一定要把这个男子拿下,这可是人证。想不到姜简她一国之母,却与外贼勾结,危害自己的国家和百姓。
苏雨竺一直以为,姜简只是为了一宫之争,为了自己的后位,没想到,她竟还有更大的野心。虽然这个野心她不知道是什么,但一定是损国利己的。
苏雨竺快进两步,追上男子。她一个华丽的转身,便轻巧地落到男子面前,挡住他的去路。
男子赶路匆匆,突然面前出现一人,吓了一跳。定眼一看,又吓出一身冷汗。
苏雨竺这时也看清男人相貌,她万万没想到,男子竟是建州守境大将军管中。
难怪刚才听这声音似曾相熟,只是声音低压着,她没有听出来。这一看,她就完全明白了。
管中是姜简的表哥,大王见姜简也只有这一个亲人,就给了他一张令牌,可准他自由出入王宫。没想到,他出入王宫竟是为了与姜简内外勾结,做出如此卖国的勾当。
再一想,九曲县在最下游,离建州不过百里。这次蚕孚算是找准了一个好时机!
“管大将军,没想到在异国还可以遇上故人。管大将军不在建州守城,到丹国来有何军事要办啊?”苏雨竺言语之中尽是讥讽。
管中这时的脸是白一阵青一阵,他不敢确定,刚才跟蚕孚的对话苏雨竺是否听见,他也猜不出,苏雨竺为什么会出现在自己眼前。

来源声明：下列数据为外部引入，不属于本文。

PR #17593, opened 2025-03-27
CAMEL-21896: camel-jbang - Allow configuration preset per directory

Croway:
Added the following options:

* `--mergeConfigurations` loads the configurations default one _~/.camel-jbang-user.properties_ and the one in the current directory (if exists) _./.camel-jbang-user.properties_, the latter is prioritized. This config is a bit hacky, it is used to preload the configuration before the actual picocli execution, if the argument mergeConfigurations exists, the configurations are merged, and the argument removed before passing the args to Picocli.
* `--local` Use the configuration in current directory (to be used with `camel config` commands)

### DIFF
--- a/dsl/camel-jbang/camel-jbang-core/src/main/java/org/apache/camel/dsl/jbang/core/commands/config/ConfigSet.java
+++ b/dsl/camel-jbang/camel-jbang-core/src/main/java/org/apache/camel/dsl/jbang/core/commands/config/ConfigSet.java
@@ -29,13 +29,16 @@ public class ConfigSet extends CamelCommand {
     @CommandLine.Parameters(description = "Configuration parameter (ex. key=value)", arity = "1")
     String configuration;
 
+    @CommandLine.Option(names = { "--local" }, description = "Retrieve configurations from current directory")
+    boolean local;
+
     public ConfigSet(CamelJBangMain main) {
         super(main);
     }
 
     @Override
     public Integer doCall() throws Exception {
-        CommandLineHelper.createPropertyFile();
+        CommandLineHelper.createPropertyFile(local);
 
         if (configuration.split("=").length == 1) {
             printer().println("Configuration parameter not in key=value format");
@@ -46,8 +49,8 @@ public class ConfigSet extends CamelCommand {
             String key = StringHelper.before(configuration, "=").trim();
             String value = StringHelper.after(configuration, "=").trim();
             properties.put(key, value);
-            CommandLineHelper.storeProperties(properties, printer());
-        });
+            CommandLineHelper.storeProperties(properties, printer(), local);
+        }, local);
 
         return 0;
     }
--- a/dsl/camel-jbang/camel-jbang-core/src/main/java/org/apache/camel/dsl/jbang/core/commands/config/ConfigSet.java
+++ b/dsl/camel-jbang/camel-jbang-core/src/main/java/org/apache/camel/dsl/jbang/core/commands/config/ConfigSet.java
@@ -16,6 +16,8 @@
  */
 package org.apache.camel.dsl.jbang.core.commands.config;
 
+import java.io.IOException;
+
 import org.apache.camel.dsl.jbang.core.commands.CamelCommand;
 import org.apache.camel.dsl.jbang.core.commands.CamelJBangMain;
 import org.apache.camel.dsl.jbang.core.common.CommandLineHelper;
@@ -29,8 +31,8 @@ public class ConfigSet extends CamelCommand {
     @CommandLine.Parameters(description = "Configuration parameter (ex. key=value)", arity = "1")
     String configuration;
 
-    @CommandLine.Option(names = { "--local" }, description = "Retrieve configurations from current directory")
-    boolean local;
+    @CommandLine.Option(names = { "--global" }, description = "Use global or local configuration")
+    boolean global = true;
 
     public ConfigSet(CamelJBangMain main) {
         super(main);
@@ -38,6 +40,10 @@ public class ConfigSet extends CamelCommand {
 
     @Override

“竺,竺夫人,你,你怎么在这里?”管中想拖延时间,调整一下自己凌乱的思维。
“哼,我怎么在这里,还不是你和王后干的好事!我拿你回宫去见太后,看你有什么话说!”
没想到管中竟轻轻一笑:“竺夫人怕是不知,下官是受大王派遣,前来跟丹国国君祝夫谈和的。”
苏雨竺冷笑:“可笑,在我打败蚕孚后行人大人皓石就跟祝夫和谈成功,何来还要你再谈一次?”
“竺夫人有所不知,皓石大人是和谈成功了,但还有些小的细节没有达成一致,所以大王就暗中让下官从中调解。”
“好吧,就算你说的是真的,但你跟蚕孚私通卖国损民的谈话,我将一字不落地禀报给太后和大王,看你如何为自己开脱。”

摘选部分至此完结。